Another issue that distinguishes the system in China from other contenders for the Middle Ground is the fact that there was no real clear starting or ending point like there was in the pays d'en haut. These groups on the frontiers of China had been interacting for centuries, and there was no clear starting point that would help us trace the creation of this Middle Ground (if there was, perhaps the Song or even the Han dynasty). Nevertheless, framing the trade and relations in these areas within a Middle Ground framework it seems would be useful for analysis.
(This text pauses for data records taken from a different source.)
PR #1558, opened 2026-05-25
feat(prover): enforce Δ0 stagnation hard-cap in workflow orchestrator (#1453)

jsboige:
## Forensic finding (Epic #1453)

Trace `traces/multi_custom_Lattice_L147_zai.json` — **verified by direct parse** of the raw trace (compile events carry `role=="compile"`, content e.g. `compile: L1=True L2=True(Δ0) ... | 4 sorry | fresh`):

- **30 compiles total**, **26 of them Δ0** (a build that succeeds but does NOT reach a new sorry-count low).
- **22 consecutive Δ0 at 4 sorry right from the start** — the run never lowered the sorry count.
- The full iteration + LLM budget was burned making **zero proof progress**.

This is exactly the "boucles `compile` sans progrès" pathology named in the Epic's *Méthode* step 3.

## Root cause

The compile tool (`prover/tools.py`) already computes the consecutive-Δ0 count (`_consecutive_delta0`, soft threshold 3) and mirrors it to `state.consecutive_delta0_compiles`, plus emits a soft `directive` string in the compile result. But **nothing in `workflow.py` ever consumed that count** (grep-confirmed: zero references) — enforcement relied entirely on the LLM heeding the soft directive, which L147 shows it does not.

## Fix (single concern)

- New module constant `DELTA0_STAGNATION_HARDCAP = 6` (= 2× the `tools.py` soft threshold of 3, so the soft directive and the existing Director escalations get their window first).
- `AgentExecutor.handle` now reads `state.consecutive_delta0_compiles` live and, when the count crosses the ceiling **and no proof has been found**, yields the message to terminate the no-progress run instead of escalating again. The yield mirrors the existing iteration-cap terminal pattern.
- Guarded by `not msg.proof_found` so a found proof is never masked by the backstop.
- Emits a `delta0_stagnation_yield` trace event for future forensic.

Yield-only (not re-escalation) was chosen because the same L147 trace shows the Director was already consulted 10× while stagnation persisted — another escalation would waste more compute, not break the loop.

## Tests

3 new cases in `tests/test_prover_guards.py`:
- `test_delta0_hardcap_yields_and_skips_agent` — at the cap, handle yields and the agent never runs.
- `test_delta0_below_hardcap_runs_agent_normally` — one short of the cap, the run continues.
- `test_delta0_hardcap_ignored_when_proof_found` — a found proof bypasses the backstop.

Full guard suite green: **59 passed** (`coursia-ml-training` env, the one carrying `agent_framework`).

## Scope / non-regression

- +118 / -0 lines, 2 files (`prover/workflow.py`, `tests/test_prover_guards.py`). No proof files touched, no `sorry` introduced.
- P2 (iteration-cap director-in-flight bypass) was inspected in the same trace but did **not** manifest pathologically there (`force_director=2`, `iteration_cap_tolerated=0`), so it is intentionally left out of this PR per the "one concern per PR" rule.

### DIFF
--- a/MyIA.AI.Notebooks/SymbolicAI/Lean/agent_tests/prover/workflow.py
+++ b/MyIA.AI.Notebooks/SymbolicAI/Lean/agent_tests/prover/workflow.py
@@ -56,6 +56,21 @@ DEFAULT_AGENT_TIMEOUT_S = 600
 TRANSIENT_RETRY_MAX = 2
 TRANSIENT_RETRY_BACKOFF_S = (2.0, 4.0)
 
+# P1 stagnation hard-cap (Epic #1453). The compile tool (tools.py) computes
+# the number of consecutive Δ0 compiles — a build that succeeds but does NOT
+# reach a new sorry-count low — and mirrors it to
+# `state.consecutive_delta0_compiles`. It also emits a soft `directive` string
+# in the compile result, on which the orchestrator used to rely entirely: the
+# count was written but never enforced. Forensic trace
+# multi_custom_Lattice_L147_zai.json: 26 of 30 compiles were Δ0 (22 consecutive
+# at 4 sorry right from the start) yet the run never terminated — it burned the
+# full iteration + LLM budget making zero proof progress. This ceiling is the
+# hard backstop: it fires at 2x the tools.py soft threshold (3), so the soft
+# directive and the existing Director escalations get a window first, but a run
+# that ignores the signal for this many consecutive Δ0 compiles is yielded
+# rather than left to waste compute.
+DELTA0_STAGNATION_HARDCAP = 6
+
 
 def _is_transient_error(exc: BaseException) -> bool:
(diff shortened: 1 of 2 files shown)


myia-ai-01:
Note review-discipline (Section B, agent_tests/prover/) : cette PR est un fix d'**efficacité du harnais Python pur**, sans aucun claim de preuve Lean — 0 fichier `*.lean` touché, 0 `sorry` introduit/retiré, aucune nouvelle tactique. Les points B.1-B.3 (delta sorry / Lake build SUCCESS / Proof integrity) sont donc **N/A** (rien à builder côté Lean). B.4 (refactor Python pour un claim Lean → split) ne s'applique pas non plus : il n'y a pas de claim Lean adossé. C'est le coeur même de l'objectif Epic #1453 ("l'efficacité du harnais, pas le compte de preuves"). Tests harnais : 59 passed (env coursia-ml-training).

I admit, when I first went into this discussion, I was hoping to see how this concept would apply in a colonial setting; after discussing the book with Professor White, it seems that the Middle Ground does not work in the later British empire, specifically Hong Kong. When the British first gained control of Hong Kong, they set out to create a population of successful Chinese they could subsequently rule. The situation was not an inability on either side to rule the other through force; it was simply that the Chinese businessmen in Hong Kong cooperated with the colonial government so that force was unnecessary. The authority between empires, Qing and British, may have been fuzzy at some points, but it was more an argument of semantics; Hong Kong was conceded to Britain as spoils of war, and there was no question on the ground who held authority. This was the case for much of the later empires. Similarly, as professor White pointed out, ethnography and anthropology made the Middle Ground impossible, and these techniques for distinguishing the "other" was central to later colonial politics.
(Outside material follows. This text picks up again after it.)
PR #7522, opened 2026-07-20
fix(gametheory): guard stackelberg/cournot duopoly b<=0 (crash/inverted-demand)

jsboigeEpita:
## What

I do think, however, that Professor White's description of cultural misunderstandings could be helpful in understanding the interactions between the British and Chinese in Hong Kong. I feel like I see this a lot today. Hong Kong is rife with food, activities, and trends that they consider "Western" when we would not. While I do not know of any historical examples (though perhaps a reexamination of the creation of the Tung Wah hospital with this theory in mind might bear new fruit), I do think that taking this framework of "cultural misunderstandings" could shed new light on the ways in which British and locals interacted within the colonies.